花间词人中与温庭筠齐名的韦庄,作品稍有内容,风格也较温词清新明朗。如《思帝乡》:
春日游,杏花吹满头。陌上谁家年少,足风流。妾拟将身嫁与,一生休。纵被无情弃,不能羞。
写一个天真烂漫的少女追逐爱情幸福,比其他花间词中的妇女形象生动得多。又如《女冠子》二首:
四月十七,正是去年今日,别君时。忍泪佯低面,含羞半敛眉。不知魂已断,空有梦相随。除却天边月,没人知。
昨夜夜半,枕上分明梦见,语多时。依旧桃花面,频低柳叶眉。半羞还半喜,欲去又依依,觉来知是梦,不胜悲。
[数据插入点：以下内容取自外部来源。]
PR #1395, opened 2019-09-15
Assure choices are strings

### LINKED ISSUE #591: Support data types other than string for click.Choice values
Several times I have used click.Choice where I want my set of values to be integers.  However this class requires that the values be strings, and the resulting value is also a string (requiring conversion in my code before and after).  Is it not possible to allow other types?  Certainly it would be reasonable to raise an exception if the set of choices contained a variety of types, but as long as they were consistently one type this seems a useful improvement.  I'd be happy to work on such a feature, but wanted to check if this seems reasonable before I expend the effort.  Thanks!  (I LOVE the library, by the way!)

ssbarnea:
Fixes problem where the iterator may return different objects, making
choice fail when trying to use string specific methods.

Example:
```
    return '[%s]' % '|'.join(self.choices)
TypeError: sequence item 0: expected str instance, XXX found
```
Fixes: #591

### DIFF
--- a/click/types.py
+++ b/click/types.py
@@ -142,7 +142,10 @@ class Choice(ParamType):
     name = 'choice'
 
     def __init__(self, choices, case_sensitive=True):
-        self.choices = choices
+        # assures we have a list of strings or integers to avoid join failure
+        self.choices = [
+            str(s) if not isinstance(s, (int, str)) else s
+            for s in choices]
         self.case_sensitive = case_sensitive
 
     def get_metavar(self, param):


magiskboy (approved):

click/types.py
```diff
@@ -142,7 +142,10 @@ class Choice(ParamType):
     name = 'choice'
 
     def __init__(self, choices, case_sensitive=True):
-        self.choices = choices
+        # assures we have a list of strings or integers to avoid join failure
```
hg-pyun: Good comment.

jcrotts:
Thanks for the PR! I'm not sure if we should convert to strings here. I think as a user I would prefer the error message over the implicit conversion.

davidism:
The point about raising an error stands, but I'm also not sure I want to add more runtime type checking. Now that Pallets is Python 3.6+, typing should probably be handled by adding annotations throughout the library.

davidism:
Thanks for looking at this, but at this point other Pallets projects are adding annotations, which I want to prefer over runtime type checking. The docs already call out that all choices must be strings. On that point, this PR allows ints, which will still fail.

前词写闺中人陈诉离别之情,后词写行人叙述梦中相见,在构思布局上别具匠心。且语言生动,与专事雕琢词句者不同。韦词上承白居易、刘禹锡,下启冯延巳、李煜,可说是花间词中的别调。另外,牛希济《生查子》中的:
春山烟欲收,天淡星稀小。残月脸边明,别泪临清晓。
语已多,情未了,回首犹重道——记得绿罗裙,处处怜芳草。
颇有南朝乐府民歌情味;李殉《南乡子》中的:
乘彩舫,过莲塘,棹歌惊起睡鸳鸯。游女带花偎伴笑;争窈窕,竞折团荷遮晚照。
把南国水乡风光和劳动妇女的形象带到词里来,颇为清新开朗。然而他们的成就在后来崇拜花间派的词家中反未得到继承。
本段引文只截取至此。